Stored items
☆ ☆ ☆ ☆ ☆

PR #835, opened 2025-06-11
Update ScriptureViewSofria to Svelte 5

TheNonPirate:
Per #819 

This PR updates ScriptureViewSofria to Svelte 5.

There is a warning for the variables scriptureLogs and bookRoot saying, "This reference only captures the initial value of [the variable]. Did you mean to reference it inside a closure instead?"
As far as I can tell, this is not an actual problem, but I'm still getting used to how reactivity in Svelte works, so there might be a legitimate problem here.

## Summary by CodeRabbit

- **Refactor**
  - Improved component reactivity and state management for enhanced performance and clarity, with no changes to user-facing features or behavior.

### DIFF
--- a/src/lib/components/ScriptureViewSofria.svelte
+++ b/src/lib/components/ScriptureViewSofria.svelte
@@ -182,12 +182,6 @@ LOGGING:
         }
     });
 
-    $effect(() => {
-        if (references) {
-            observeVisibility();
-        }
-    });
-
     onDestroy(() => {
         if (planDivObserver) {
             planDivObserver.disconnect();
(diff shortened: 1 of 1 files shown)


src/lib/components/ScriptureViewSofria.svelte
```diff
@@ -156,7 +182,7 @@ LOGGING:
         }
     });
 
-    afterUpdate(() => {
```
chrisvire, line 159: How did you determine that the correct conversion of `afterUpdate` is to use `$effect`?

TheNonPirate: According to this link: https://svelte.dev/docs/svelte/lifecycle-hooks
"Instead of beforeUpdate use $effect.pre and instead of afterUpdate use $effect instead - these runes offer more granular control and only react to the changes you’re actually interested in."

chrisvire (approved):
@davidmoore1 approved.  Good job!

PR #836, opened 2025-06-12
Updated PlanStopDialog to Svelte 5

TheNonPirate:
Per #819

This PR updates PlanStopDialog.svelte to Svelte 5.

## Summary by CodeRabbit

- **Refactor**
	- Improved internal handling of dialog state and data binding for the plan stop dialog. No visible changes to appearance or functionality for end-users.

### DIFF
--- a/src/lib/components/PlanStopDialog.svelte
+++ b/src/lib/components/PlanStopDialog.svelte
@@ -2,7 +2,7 @@
 @component
 Plan Stop Modal Dialog component.
 -->
-<svelte:options accessors={true} />
+<svelte:options />
 
 <script>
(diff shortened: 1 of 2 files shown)


src/lib/components/PlanStopDialog.svelte
```diff
@@ -2,7 +2,6 @@
 @component
 Plan Stop Modal Dialog component.
 -->
-<svelte:options accessors={true} />
```
chrisvire, line 5: This needs to be replaced with $bindable and then `bind:planId` in the parent

chrisvire (approved):
👍

PR #848, opened 2025-06-22
Replace goto(getRoute()) by gotoRoute()

judah-sotomayor:
- Add the gotoRoute() function
- Replace all occurrences of goto(getRoute()) with gotoRoute() calls

This commit cleans up the codebase by reducing imports.
Files which had to import `goto` and `getRoute` from two different
locations can now simply import `gotoRoute`.

This also reduces the chance of error, e.g. developers forgetting to use `getRoute`.


chrisvire (approved):
Looks good!

Issue #492, opened 2024-05-07
Loading animation is still on the page after loading is done


chrisvire:
We have two different loading animations.  

One is while the website loads in `src/app.html`:

```
        <link rel="stylesheet" type="text/css" href="%sveltekit.assets%/spinner.css" />
```

And `src/lib/components/ScriptureViewSofria.svelte`:

```
<article class="container" bind:this={container}>
    {#if loading}
        <span class="spin" />
    {/if}
    <div
        id="content"
        bind:this={bookRoot}
        class:hidden={loading}
        style:font-family={font}
        style:font-size={fontSize}
        style:line-height={lineHeight}
        class="single"
        style:direction
    />
</article>
```

If you inspect the html, you can still see the spinner from app.html displayed under the other elements.  We should somehow remove that when we are done loading.  We added this since the animation from ScriptureViewSofria was taking a while before it was displaying. Surely we can do better.

PR #851, opened 2025-06-23
Removed loading animation after page loads

TheNonPirate:
Per #492

This PR causes the loading animation in app.html to be removed when the page finishes loading.
I did this by giving it an id and then using document.getElementById in ScriptureViewSofria and then just using .remove() to remove the element completely. I'm not sure if this is a bad practice. If it is, please tell me so I can find another way to solve the problem.

## Summary by CodeRabbit

- **New Features**
  - Added a fade-out animation to the loading spinner, which now disappears smoothly after the page loads.

- **Style**
  - Updated the loading spinner to support targeted animations and removal using a unique identifier.

### DIFF
--- a/src/app.html
+++ b/src/app.html
@@ -1,17 +1,19 @@
 <!doctype html>
 <html lang="en">
-    <head>
-        <meta charset="utf-8" />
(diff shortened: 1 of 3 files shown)


chrisvire (approved):
👍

☆ ☆ ☆ ☆ ☆

## TASK INSTRUCTIONS
Return, word for word, the lines of the data above from the line with "chrisvire, line 5: This" through the line with "Files which had", inclusive.

## OUTPUT FOR THIS TASK
chrisvire, line 5: This needs to be replaced with $bindable and then `bind:planId` in the parent

chrisvire (approved):
👍

PR #848, opened 2025-06-22
Replace goto(getRoute()) by gotoRoute()

judah-sotomayor:
- Add the gotoRoute() function
- Replace all occurrences of goto(getRoute()) with gotoRoute() calls

This commit cleans up the codebase by reducing imports.
Files which had to import `goto` and `getRoute` from two different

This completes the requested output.